The goal of review is not a report with zero comments; it's to bring unacceptable risk down to a deliverable range.


The heartbeat should be human-readable

A progress update is not the AI's internal execution log, and it shouldn't be just local IDs like A1, B3, G6a.

An effective heartbeat only needs to answer four things:

Current goal What user-perceivable result is being completed.

Done What code, runnable results, or decisions were produced.

Next What to do next, in priority order, and why.

Needs the user Any risk, permission, or direction question that a human must decide.

IDs are fine for document indexing, but they can't replace natural language. A user shouldn't have to go read three Task Packets to understand progress.
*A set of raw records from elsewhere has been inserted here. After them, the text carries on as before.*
PR #2563, opened 2025-09-02
Expand universal `LLMContext` support to more LLMs

kompfner:
Went through and painstakingly tested each one of these, just in case the new `LLMContext` introduced some new incompatibility.


CHANGELOG.md
```diff
@@ -9,6 +9,28 @@ and this project adheres to [Semantic Versioning](https://semver.org/spec/v2.0.0
...
+  Here are the newly-supported services:
+
+  - Azure
+  - Cerebras
+  - Deepseek
+  - Fireworks AI
+  - Google Vertex AI
+  - Grok
+  - Groq
+  - Mistral
```
kompfner, line 24: Technically Mistral was already (unintentionally) supported before this change, but no matter—it’s worth mentioning now, as Mistral wasn’t on the list of supported services in the last CHANGELOG entry

examples/foundational/14i-function-calling-fireworks.py
```diff
@@ -75,9 +75,13 @@ async def run_bot(transport: BaseTransport, runner_args: RunnerArguments):
     # sent to the same callback with an additional function_name parameter.
     llm.register_function("get_current_weather", fetch_weather_from_api)
 
-    @llm.event_handler("on_function_calls_started")
-    async def on_function_calls_started(service, function_calls):
-        await tts.queue_frame(TTSSpeakFrame("Let me check on that."))
+    # Disabling for now, as it ends up tripping up the model in this example
```
kompfner, line 78: Didn't want to dig too deeply in this PR, but just calling this out.

examples/foundational/14k-function-calling-cerebras.py
```diff
@@ -72,9 +72,13 @@ async def run_bot(transport: BaseTransport, runner_args: RunnerArguments):
     # sent to the same callback with an additional function_name parameter.
     llm.register_function("get_current_weather", fetch_weather_from_api)
 
-    @llm.event_handler("on_function_calls_started")
-    async def on_function_calls_started(service, function_calls):
-        await tts.queue_frame(TTSSpeakFrame("Let me check on that."))
+    # Disabling for now, as we end up in an infinite inference loop with the
```
kompfner, line 75: Worth noting

kompfner: As discussed with @aconchillo, perhaps we should explore (in a separate PR) how to make it so that "let me check on that" ends up _before_ the tool call in the context's conversation history.

The problem is that any frames you enqueue within an "on_function_calls_started" will end up *after* the tool call because `FunctionCallInProgressFrame`—which triggers adding the tool call to context—is a `SystemFrame`, which gets priority in the pipeline.

kompfner:
While working on this, I discovered that the Together.ai service is in somewhat of a broken state. Try out the 14c example.

`LLMContext` works as well as `OpenAILLMContext` in Together.ai, which is to say, not that well. I can plan to look into it in a bit.

examples/foundational/14i-function-calling-fireworks.py
markbackman: This is fine. I hit another case where the `on_function_cals_started` event causes issues. IIRC, it was with Mistral.

examples/foundational/14k-function-calling-cerebras.py
markbackman: This is a known issue with Cerebras function calling. I just reached out to a PM at Cerebras asking if function calling is supported when using the OpenAI client.

markbackman (approved):
LGTM! Release evals will be a good test for this to make sure all is well.

kompfner:
> LGTM! Release evals will be a good test for this to make sure all is well.

Evals won't cover `LLMContext` usage with all of these LLMs yet. We'd need to either:
- Migrate all the examples to use `LLMContext`, or
- Duplicate all the examples so there's an `LLMContext` "flavor" of each of them

markbackman:
> > LGTM! Release evals will be a good test for this to make sure all is well.
> 
> Evals won't cover `LLMContext` usage with all of these LLMs yet. We'd need to either:
> 
> * Migrate all the examples to use `LLMContext`, or
> * Duplicate all the examples so there's an `LLMContext` "flavor" of each of them

Are we ready to make that switch to the foundational examples yet? (Duplicating the examples is something we should avoid.)

examples/foundational/14k-function-calling-cerebras.py
kompfner: Cerebras (at least as configured in this example) does seem to get this wrong where most get it right.

But IMO it really is an understandable mistake, given the wonky order messages end up in the context convo history.

I still think it might be worth digging into the underlying Pipecat behavior, described above, that results in the order being scrambled, as it may be affecting multiple LLMs.

kompfner: > function calling is supported when using the OpenAI client

It definitely is. It works fine when we don't stick a message after the function call before running inference again.

markbackman: What I mean is that function calls, themselves, don't work using CerebrasLLMService. They never have. At one point, the Cerebras team flagged it as a "known issue" on their end. I'm waiting to see if this is still the case.

The fact that `on_function_calls_started` fires over and over again is because the function call itself fires over and over again.

kompfner:
> > > LGTM! Release evals will be a good test for this to make sure all is well.
> > 
> > 
> > Evals won't cover `LLMContext` usage with all of these LLMs yet. We'd need to either:
> > 
> > * Migrate all the examples to use `LLMContext`, or
> > * Duplicate all the examples so there's an `LLMContext` "flavor" of each of them
> 
> Are we ready to make that switch to the foundational examples yet? (Duplicating the examples is something we should avoid.)

Not quite yet, I think.

I've duplicated OpenAI + Google since those involve quite a bit of bespoke code to support. I'm planning to do the same for Anthropic. These OpenAI-derivative services are low-risk, so I won't duplicate all of their examples.

In a bit, we'll update everything to universal context and then remove the duplicated examples in one fell swoop.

Measuring whether a Loop is healthy

Loop quality can't be judged only by how many problems it intercepts. Watch these too:

  • time to the first visible outcome;
  • the ratio of business-implementation time to governance time;
  • average review rounds per task;
  • number of prerequisite tasks in a row;
  • how often the user has to step in to correct the main line;
  • the share of reviews that found a real defect;
  • the share of approved tasks that get reopened after integration.
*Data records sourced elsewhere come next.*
PR #2565, opened 2025-09-02
transports: reorganize module

aconchillo:

This PR reorganizes transports. It creates one folder per transport (like we do for services) instead of `network` and `services`. I believe it makes things much cleaner and easier to extend.


markbackman (approved):
LGTM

If the interception rate goes up but time-to-first-outcome keeps rising, the Loop may be turning from a quality system into a process system.
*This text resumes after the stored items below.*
PR #2574, opened 2025-09-03
Pk/expand universal llm context support to anthropic

kompfner:


src/pipecat/services/anthropic/llm.py
```diff
@@ -294,24 +320,22 @@ async def _process_context(self, context: OpenAILLMContext):
...
+                f"{self}: Generating chat from {context_type_for_logging} context [{params_from_context['system']}] | {messages_for_logging}"
             )
 
-            messages = context.messages
-            if self._settings["enable_prompt_caching_beta"]:
-                messages = context.get_messages_with_cache_control_markers()
-
-            api_call = self._client.messages.create
-            if self._settings["enable_prompt_caching_beta"]:
-                api_call = self._client.beta.prompt_caching.messages.create
```
kompfner, line 307: Note that there was no need to use the `beta` client when using cache control—it’s been GA for a while, and is GA in the Anthropic library version we depend on (0.49)

src/pipecat/adapters/services/anthropic_adapter.py
```diff
@@ -56,7 +82,228 @@ def get_messages_for_logging(self, context) -> List[Dict[str, Any]]:
...
+        if isinstance(content, str):
+            # fix empty text
+            if content == "":
+                content = "(empty)"
+        elif isinstance(content, list):
+            for item in content:
+                # fix empty text
+                if item["type"] == "text" and item["text"] == "":
+                    item["text"] = "(empty)"
+                # handle image_url -> image conversion
```
kompfner, line 251: Note that image message handling (seen here) had never been implemented in the translation-from-OpenAI codepath in `AnthropicLLMContext` (there was a TODO), so this is new. I didn't bother to back-port it.

examples/foundational/14b-function-calling-anthropic-video.py
```diff
@@ -97,7 +97,7 @@ async def run_bot(transport: BaseTransport, runner_args: RunnerArguments):
     llm = AnthropicLLMService(
         api_key=os.getenv("ANTHROPIC_API_KEY"),
         model="claude-3-7-sonnet-latest",
-        enable_prompt_caching_beta=True,
+        params=AnthropicLLMService.InputParams(enable_prompt_caching_beta=True),
```
kompfner: Found this oopsie while validating Anthropic cache control

src/pipecat/adapters/services/anthropic_adapter.py
```diff
@@ -56,7 +82,228 @@ def get_messages_for_logging(self, context) -> List[Dict[str, Any]]:
...
+                img_idx = image_indices[0]
+                first_txt_idx = text_indices[0]
+                if img_idx > first_txt_idx:
+                    # Move image before the first text
+                    image_item = content.pop(img_idx)
+                    content.insert(first_txt_idx, image_item)
+
+        return message
+
+    def _with_cache_control_markers(self, messages: List[MessageParam]) -> List[MessageParam]:
```
kompfner, line 276: This is substantially different from what we did before in `AnthropicLLMContext`. 

There, the solution was a stateful thing where a run of `_process_context()` was being treated as a "turn" and a run of `context.set_messages()` was being treated as a "reset" of the context.

This bookkeeping was needed in order to maintain a `turns_above_cache_threshold` state. Anthropic only caches prompts that are bigger than 1024 input tokens, so the logic was there to avoid asking it to cache prompts smaller than that.

In order to use universal `LLMContext`, we can't be tracking state in our context—the LLM invocation has to just be a function of the context.

Fortunately, it turns out that we could entirely ditch our prior bookkeeping! We can simply **always** apply the cache control markers (when caching is on) rather than tracking input token length, since Anthropic simply ignores those markers when the prompt is too short ([see docs](https://docs.anthropic.com/en/docs/build-with-claude/prompt-caching#cache-limitations)). Maybe this is an improvement they made since this was in beta, when the `turns_above_cache_threshold` code was written.

src/pipecat/adapters/services/anthropic_adapter.py
```diff
@@ -56,7 +82,241 @@ def get_messages_for_logging(self, context) -> List[Dict[str, Any]]:
...
+                # If we have only have a system message in the list, all we can really do
+                # without introducing too much magic is change the role to "user".
+                messages[0]["role"] = "user"
+            else:
+                # If we have more than one message, we'll pull the system message out of the
+                # list.
+                system = messages[0]["content"]
+                messages.pop(0)
+
+        # Convert any subsequent "system"-role messages to "user"-role
```
kompfner, line 136: This is new. It allows us to use "system"-role messages in universal context without having to think too hard about which LLM we're going to be using. This matches the Gemini adapter behavior now.

examples/foundational/14b-function-calling-anthropic-video.py
kompfner: Side note: the plan is to rename `enable_prompt_caching_beta` to just `enable_prompt_caching` (deprecating but still allowing for now the old name).

This might come in this PR, or in a subsequent one.

src/pipecat/services/anthropic/llm.py
```diff
@@ -112,15 +115,21 @@ class InputParams(BaseModel):
         """Input parameters for Anthropic model inference.
 
         Parameters:
-            enable_prompt_caching_beta: Whether to enable beta prompt caching feature.
+            enable_prompt_caching: Whether to enable the prompt caching feature.
+            enable_prompt_caching_beta (deprecated): Whether to enable the beta prompt caching feature.
+
+                .. deprecated:: 0.0.83
```
kompfner: Ah looks like I'll have to bump to 0.0.84

examples/foundational/14b-function-calling-anthropic-video.py
kompfner: Went ahead and included the rename to `enable_prompt_caching` in this PR.

src/pipecat/services/anthropic/llm.py
kompfner: Done.

src/pipecat/adapters/services/anthropic_adapter.py
markbackman: This makes sense.

src/pipecat/services/anthropic/llm.py
```diff
@@ -112,15 +115,21 @@ class InputParams(BaseModel):
...
             max_tokens: Maximum tokens to generate. Must be at least 1.
             temperature: Sampling temperature between 0.0 and 1.0.
             top_k: Top-k sampling parameter.
             top_p: Top-p sampling parameter between 0.0 and 1.0.
             extra: Additional parameters to pass to the API.
         """
 
-        enable_prompt_caching_beta: Optional[bool] = False
+        enable_prompt_caching: Optional[bool] = None
+        enable_prompt_caching_beta: Optional[bool] = None
```
markbackman, line 132: We should add a deprecation warning if `enable_prompt_caching_beta` is used.

src/pipecat/services/anthropic/llm.py
```diff
@@ -215,18 +232,18 @@ async def run_inference(
...
+            params = adapter.get_llm_invocation_params(
+                context, enable_prompt_caching=self._settings["enable_prompt_caching"]
+            )
+            messages = params["messages"]
+            system = params["system"]
         else:
             context = AnthropicLLMContext.upgrade_to_anthropic(context)
             messages = context.messages
-            system = getattr(context, "system", None) or system_instruction
+            system = getattr(context, "system", None) or system_instruction or NOT_GIVEN
```
markbackman: I think I missed this in the last review. Providing a `system_instruction` (which is an arg for the `run_inference` method from the LLMService base class) is an explicit way to set the system instructions. Or, for Anthropic, you can provide a list of messages where the first message is `system` and that will be counted as a system message.

Is that right? If so, this makes sense. Just want to make sure I'm following this correctly.

markbackman (approved):
This looks really good! It makes sense and follows the other patterns well.

I tested both examples and all is well. One notable item: when asking Anthropic to use the camera tool, I see this warning: `FunctionCallResultFrame tool_call_id [toolu_01XeXnVPT4CCTmm5zxDMZdoJ] is not running`. I don't see the same for a tool that doesn't involve the camera. The same warning happens on `main`. This isn't a blocker, but would be good to resolve / understand if possible.

kompfner:
> This looks really good! It makes sense and follows the other patterns well.
> 
> I tested both examples and all is well. One notable item: when asking Anthropic to use the camera tool, I see this warning: `FunctionCallResultFrame tool_call_id [toolu_01XeXnVPT4CCTmm5zxDMZdoJ] is not running`. I don't see the same for a tool that doesn't involve the camera. The same warning happens on `main`. This isn't a blocker, but would be good to resolve / understand if possible.

Yeah I've seen that warning with other services, too, IIRC. Doesn't seem to be related to universal v LLM-specific context. But yes, we should come back and resolve it.

src/pipecat/services/anthropic/llm.py
kompfner: Ah good call

kompfner: Done

src/pipecat/services/anthropic/llm.py
kompfner: That's right! Context-provided one takes precedence.

kompfner: Hmm...looking at this code again it looks like I missed honoring the `system_instruction` arg in the `LLMContext` branch of the logic.

kompfner: Looking at it even more closely, I'm trying to remember why I initially built this with the option to specify `system_instruction` at all...

I'm not sure there's a good enough reason? I suppose it would let people not have to inject an initial "system" message in their context, which might be more idiomatic when using things like `GoogleLLMContext` or `AnthropicLLMContext`? But then again, if they were directly creating one of those contexts in code, they could always assign directly to the `system` property of those contexts...

So...I think we should remove this param, actually. It's not worth the complexity of properly handling (which might involve in some cases—like OpenAI—actually injecting a "system" message into the context).

Since this method was _just_ shipped last week, what do you think about making this a breaking change?

kompfner: I actually now think the `system_instruction` arg was a holdover from when the method was refactored from a more usa-case-specific `generate_summary()`, where it made sense to separate the context from the summary prompt.

markbackman: I agree. I think removing `system_instruction` makes sense. This was not documented and isn't obvious that it can be used without understanding the inheritance from LLMService. I think sticking to the messages is the right way to go.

Safety and progress don't conflict

Cutting ceremony is not cutting quality.

What you actually need to cut:

  • docs with no corresponding risk;
  • repeat reviews with no new information;
  • elaborate guards designed for future hypotheticals;
  • prerequisite work that produces no runnable evidence;
  • mistaking edge-case completeness for MVP completeness.

What you should keep:

  • architectural invariants;
  • machine gates on high-risk operations;
  • reproducible test results;
  • an explicit rollback capability;
  • independent review;
  • honest records of uncovered edges.

A good Loop doesn't make the AI more cautious at every step; it concentrates the caution where a mistake can actually cause loss.


Closing

The most dangerous state for AI coding isn't necessarily writing wrong code fast.

There's another failure that's harder to notice: the AI becomes extremely conscientious — endlessly adding rules, revising docs, widening tests, re-reviewing — yet never pushes the system into its next real state.

The final test for Loop Engineering isn't how completely the process ran; it's this:

With risk under control, do valuable, verifiable results keep showing up?

The right things keep happening — and "things," in the end, has to include delivery itself.